> EXCERPTED DATA
◇ ◇ ◇ ◇ ◇

PR #3506, opened 2026-07-14
Fix singleChunkReader to handle concurrent Close during read and add related tests

shnayak-msft:
## Description

Fix a bug in singleChunkReader.go where a `Close()` triggered by the HTTP transport (in response to a peer-side connection close e.g. an AFD 240 s idle recycle, or any front-door / proxy that terminates long-lived HTTPS connections mid-request) permanently poisoned the reader. The azcore retry policy would then call `RewindBody` + `Read` on the same reader; the disk re-read succeeded, but the post-read check `if cr.isClosed` fired and returned `errors.New("closed while reading")` on **every** retry. Result: the retry budget was exhausted without the chunk payload ever being retransmitted, and the transfer failed.

Root cause: `isClosed` was never cleared, so a `Close()` from a previous attempt (already handled and unwound by the transport) was indistinguishable from a `Close()` racing with the current `ReadAt`.

Fix, in singleChunkReader.go `blockingPrefetch`:
- Snapshot `wasClosedBefore := cr.isClosed` before releasing `muClose` for `ReadAt`.
- After `ReadAt`, only report `"closed while reading"` when `cr.isClosed && !wasClosedBefore` (a `Close()` that arrived during *this* read).
- On successful re-read of a previously-closed reader, reset `cr.isClosed = false` so any later concurrent `Close()` is still detected correctly.

Semantics preserved: a `Close()` racing with an in-flight `ReadAt` still aborts that read; terminal `Close()` after all retries still frees the pooled buffer and clears `chunkLogger`; lock scoping around `muClose` / `muMaster` is unchanged.

- **Feature / Bug Fix**: Bug fix — `singleChunkReader` now allows the azcore retry policy to successfully re-drive an upload chunk after the HTTP transport closes the request body due to a peer-side connection close. Prior to this fix, every retry failed with `"closed while reading"` and the chunk payload was never actually re-sent (nginx repro: 528 failed `PUT`s carried headers only, 336–494 bytes, zero payload).

- **Related Links**:
- Issues
- Team thread
- Documents
- [Email Subject]

## Type of Change

- [x] Bug fix
- [ ] New feature
- [ ] Other (describe):

## How Has This Been Tested?

**Unit tests** added in zt_singleChunkReader_test.go:

- `TestSingleChunkReader_ReadAfterCloseSucceedsOnRetry` — reads the chunk fully, calls `Close()` (mimicking the HTTP transport reacting to a server-side connection close), then `Seek(0)` + `Read` again (mimicking the azcore retry policy's `RewindBody`). Asserts the second read returns identical bytes. Fails without the fix with `"closed while reading"`; passes with it.
- `TestSingleChunkReader_ConcurrentCloseDuringReadStillFails` — uses a `blockingReaderAt` to hold `ReadAt` open, then calls `Close()` from another goroutine. Asserts the read still fails with `"closed while reading"`, guarding the original safety invariant.

**Wire-level validation** (independent repro): AzCopy 10.32.4 uploading a 400 MiB file with 1 MiB blocks through an nginx proxy configured to close idle HTTPS connections, in front of `azurefd-test.net`. Without the fix, the AzCopy log contained 546 `REQUEST ERROR ... closed while reading` lines and the job stalled at 72.2 % (289 / 400 blocks). The nginx access log confirmed 528 failed `PUT`s carrying only 336–494 bytes (headers, no payload) versus 289 successful `PUT`s carrying the full ~1,048,934-byte body. With the fix applied, retries actually retransmit the chunk and the upload completes end-to-end.


common/zt_singleChunkReader_test.go
al-msft, line 1: It's always great to see unit tests added to this repo.

common/zt_singleChunkReader_test.go
```diff
@@ -0,0 +1,162 @@
...
+	a.Equal(fileData, retryBuf)
+}
+
+// TestSingleChunkReader_ConcurrentCloseDuringReadStillFails verifies that the original
+// safety check for a Close() that races with an in-flight disk read is preserved after
+// the retry-reuse fix.
+func TestSingleChunkReader_ConcurrentCloseDuringReadStillFails(t *testing.T) {
+	a := assert.New(t)
+
+	const chunkLen int64 = 4 * 1024
```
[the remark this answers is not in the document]
al-msft: This test compiles and runs for me, so I don't know what Copilot is talking about. `make` accepts any IntegerType in my environment.

common/zt_singleChunkReader_test.go
```diff
@@ -0,0 +1,162 @@
...
+// the server closed the connection), the azcore retry policy calls RewindBody+Read on
+// the same singleChunkReader. Previously, a stale isClosed=true flag caused every
+// retry to fail with "closed while reading", exhausting the retry budget without
+// actually resending the chunk. After the fix, a Close() followed by Seek(0)+Read()
+// must successfully re-fetch the chunk data from disk.
+func TestSingleChunkReader_ReadAfterCloseSucceedsOnRetry(t *testing.T) {
+	a := assert.New(t)
+
+	// Prepare a synthetic 1 MiB chunk of file data.
+	const chunkLen int64 = 1024 * 1024
```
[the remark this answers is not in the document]
al-msft: This test compiles and runs for me, so I don't know what Copilot is talking about. `make` accepts any IntegerType in my environment.

common/zt_singleChunkReader_test.go
```diff
@@ -0,0 +1,162 @@
...
+	data    []byte
+	release chan struct{}
+}
+
+func (b *blockingReaderAt) ReadAt(p []byte, off int64) (int, error) {
+	b.release <- struct{}{} // signal that we've entered ReadAt
+	<-b.release             // block until told to proceed
+	n := copy(p, b.data[off:])
+	return n, nil
+}
```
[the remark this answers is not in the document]
al-msft: Regarding int64/off: This test compiles and runs for me, but it does look like using an int64 could be problematic if `off` is outside the range of values an int can accommodate.

common/singleChunkReader.go
```diff
@@ -262,6 +272,13 @@ func (cr *singleChunkReader) blockingPrefetch(fileReader io.ReaderAt, isRetry bo
 		return readErr
 	}
 
+	// The reader was previously Close()-d but is now being successfully re-used (retry after
+	// a server-closed connection).  Clear the closed flag so subsequent state (e.g. any later
+	// concurrent Close during a further read) is detected correctly.
+	if wasClosedBefore {
```
al-msft: What if the reader was closed before this read and was also closed during this read (without a readError)? Does this code handle that case correctly? Is that a realistic case?

common/singleChunkReader.go
```diff
@@ -248,7 +257,8 @@ func (cr *singleChunkReader) blockingPrefetch(fileReader io.ReaderAt, isRetry bo
 
 	// now that we have the lock again, see if any error means we can't continue
 	if readErr == nil {
-		if cr.isClosed {
+		if cr.isClosed && !wasClosedBefore {
```
adreed-msft: This feels a bit hacky. If readErr was nil, and we succeeded the read (completely, to cr.length), should we not just write the buffer anyway? There's no need to repeat. The next prefetch attempt comes along, sees the buffer is set, and returns happily.

Secondarily, if cr.isClosed was set, and then the reader got rewinded, the only place that cr.isClosed is checked is *here*-- is it not valid to wipe the flag on rewind?

adreed-msft: Furthermore. We probably shouldn't be getting closed here anyway. Why we're getting closed is *probably* something upstream. To assist in debugging that, could you make a change to `(*singleChunkReader).Close()`'s "early close" log to identify the source of an early close? 

This should be doable with [the runtime package](https://pkg.go.dev/runtime) to pull a stack trace and find out our caller. It would not inflate the logs too much to stick a file name and a line number in there.

adreed-msft: Finally, the behavior around closing is potentially incorrect. This does *not prevent any other action outside of prefetching* at this time. This is not in alignment with the normal semantics of an `io.ReadCloser` in golang. The exception for a rewind is probably fine, though.

adreed-msft (changes requested):

common/singleChunkReader.go
adreed-msft: Actually, big problem, this potentially allows for the leak of a buffer allocation *if* we permit the write, despite being closed here. If this occurs with frequency, AzCopy will deadlock.

shnayak-msft: Good catch. Fixed by dropping the wasClosedBefore snapshot entirely and instead resetting cr.isClosed = false while still holding muClose, immediately before the unlocked ReadAt. Any Close() that races this read now unambiguously sets isClosed, so the plain post-read if cr.isClosed check catches it even when the reader had been closed in a prior attempt. Added TestSingleChunkReader_ClosedBeforeAndConcurrentCloseDuringRetryDoesNotLeak for this case.

Close()'s early-close log now includes the caller via runtime.Caller, formatted as caller=<file:line> <- <file:line>file:line <- file:line. Is this what you intended?

common/singleChunkReader.go
shnayak-msft: Yes, it's realistic. A transport Close() from a prior attempt followed by a second transport Close() racing the retry read (both from peer-side connection resets). The original wasClosedBefore-diff logic handled this incorrectly (the concurrent close was masked). The current code resets isClosed per attempt before the read, so this case now aborts correctly and returns the buffer. New test TestSingleChunkReader_ClosedBeforeAndConcurrentCloseDuringRetryDoesNotLeak pins the behavior, including a cacheLimiter leak assertion.

common/zt_singleChunkReader_test.go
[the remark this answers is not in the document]
shnayak-msft: This is a non-issue. Thanks for checking @al-msft

common/zt_singleChunkReader_test.go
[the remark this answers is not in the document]
shnayak-msft: Leaving it as is for now.

al-msft (approved):

common/singleChunkReader.go
```diff
@@ -240,6 +253,16 @@ func (cr *singleChunkReader) blockingPrefetch(fileReader io.ReaderAt, isRetry bo
...
 
+	// Clear any "closed" state left over from a previous attempt before starting THIS read.
+	// isClosed exists solely to detect a Close() that races with the unlocked ReadAt below
+	// (see the post-read check). A Close() from a previous attempt (e.g. the HTTP transport
+	// reacting to a server-side connection reset such as an AFD 240s idle recycle) must NOT
+	// prevent the azcore retry policy from re-driving this reader via RewindBody+Read; otherwise
+	// every retry fails with "closed while reading" and exhausts the retry budget without ever
+	// retransmitting the chunk. We must clear it while still holding muClose so that any Close()
+	// arriving during the unlocked ReadAt window is unambiguously observed as a concurrent close.
+	cr.isClosed = false
```
adreed-msft, line 264: My thinking was more that we could reset when azcore rewinds this reader-- AzCore's retry policy calls [request.RewindBody](https://github.com/Azure/azure-sdk-for-go/blob/1582e16957de03de00b3c7cc50e522dafa9ff164/sdk/azcore/internal/exported/request.go#L172) on [every retry](https://github.com/Azure/azure-sdk-for-go/blob/main/sdk/azcore/runtime/policy_retry.go#L132).

If we clear isClosed on that condition, it should be ready for the next read attempt, and then should wind up closing naturally.

adreed-msft: Now, I'm not sure if AzCore wraps our reader in some sort of retry handler itself. If it does, relying upon the rewind may be incorrect behavior.

adreed-msft (approved):

al-msft (approved):

e2etest/zt_newe2e_single_chunk_reader_test.go
```diff
@@ -0,0 +1,264 @@
...
+//  4. azcore retries the original StageBlock request. The fixed reader clears closed state
+//     left by the prior attempt before re-reading the source, while still detecting a Close
+//     that races with the current read. Before the fix, this retry failed locally with
+//     "closed while reading" and sent no block data.
+//  5. The proxy captures the retry body and requires all 8 MiB before forwarding it to a
+//     fake Storage origin. The test also requires all 50 blocks and the final block-list
+//     commit, proving that AzCopy recovered from the mid-body reset and completed the upload.
+//
+// The origin and proxy are entirely local; no production fault hook or Storage account is used.
+func TestSingleChunkReader_RetriesAfterProxyClosesReplayedBody(t *testing.T) {
```
al-msft: I'm not sure this file uses the correct naming convention and is located in the correct directory. New E2E tests typically declare the parameter `svm *ScenarioVariationManager`, rather than `t *testing.T`. I've only seen the latter in unit tests and Old E2E tests.

al-msft: I suggest removing "_newe2e" from the file name, drawing on the example set by `zt_version_test.go`, which is also in the `e2etest` directory, declares the parameter `t *testing.T`, and invokes `exec.Command` with `GlobalInputManager{}.GetExecutablePath()`.

This new test also seems to run as part of the "Old_E2E" job: https://dev.azure.com/azstorage/AzCopy-NextGen/_build/results?buildId=31590&view=logs&j=e3f09d63-5818-5b24-5cd4-d8f699ae5319&t=0cc9ab0e-0405-52fd-c289-75314eef7222&l=2848.

e2etest/zt_newe2e_single_chunk_reader_test.go
```diff
@@ -214,7 +220,7 @@ func TestSingleChunkReader_RetriesAfterProxyClosesReplayedBody(t *testing.T) {
 	defer proxy.Close()
 
 	destination := proxy.URL + "/container/destination.bin?sv=2021-12-02&sr=b&sp=rw&se=2099-01-01&sig=fake"
-	ctx, cancel := context.WithTimeout(context.Background(), 45*time.Second)
+	ctx, cancel := context.WithTimeout(svm.Context(), 45*time.Second)
 	defer cancel()
 	command := exec.CommandContext(
```
al-msft, line 225: I've never seen `exec.CommandContext` used in a New E2E test. @adreed-msft may know whether that has any downsides.

al-msft (approved):

adreed-msft (approved):

e2etest/zt_newe2e_single_chunk_reader_test.go
al-msft: @adreed-msft approved this PR, so I'm resolving this conversation to prevent it from delaying/blocking the merge

e2etest/zt_newe2e_single_chunk_reader_test.go
al-msft: The latest commit addressed this.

◇ ◇ ◇ ◇ ◇

> WORK TO COMPLETE
Would you print exactly, and only, the lines of the data above from the line with "Fix singleChunkReader to" through the line with "Semantics preserved: a", inclusive?

> FINISHED TASK
Fix singleChunkReader to handle concurrent Close during read and add related tests

shnayak-msft:
## Description

Fix a bug in singleChunkReader.go where a `Close()` triggered by the HTTP transport (in response to a peer-side connection close e.g. an AFD 240 s idle recycle, or any front-door / proxy that terminates long-lived HTTPS connections mid-request) permanently poisoned the reader. The azcore retry policy would then call `RewindBody` + `Read` on the same reader; the disk re-read succeeded, but the post-read check `if cr.isClosed` fired and returned `errors.New("closed while reading")` on **every** retry. Result: the retry budget was exhausted without the chunk payload ever being retransmitted, and the transfer failed.

Root cause: `isClosed` was never cleared, so a `Close()` from a previous attempt (already handled and unwound by the transport) was indistinguishable from a `Close()` racing with the current `ReadAt`.

Fix, in singleChunkReader.go `blockingPrefetch`:
- Snapshot `wasClosedBefore := cr.isClosed` before releasing `muClose` for `ReadAt`.
- After `ReadAt`, only report `"closed while reading"` when `cr.isClosed && !wasClosedBefore` (a `Close()` that arrived during *this* read).
- On successful re-read of a previously-closed reader, reset `cr.isClosed = false` so any later concurrent `Close()` is still detected correctly.

Semantics preserved: a `Close()` racing with an in-flight `ReadAt` still aborts that read; terminal `Close()` after all retries still frees the pooled buffer and clears `chunkLogger`; lock scoping around `muClose` / `muMaster` is unchanged.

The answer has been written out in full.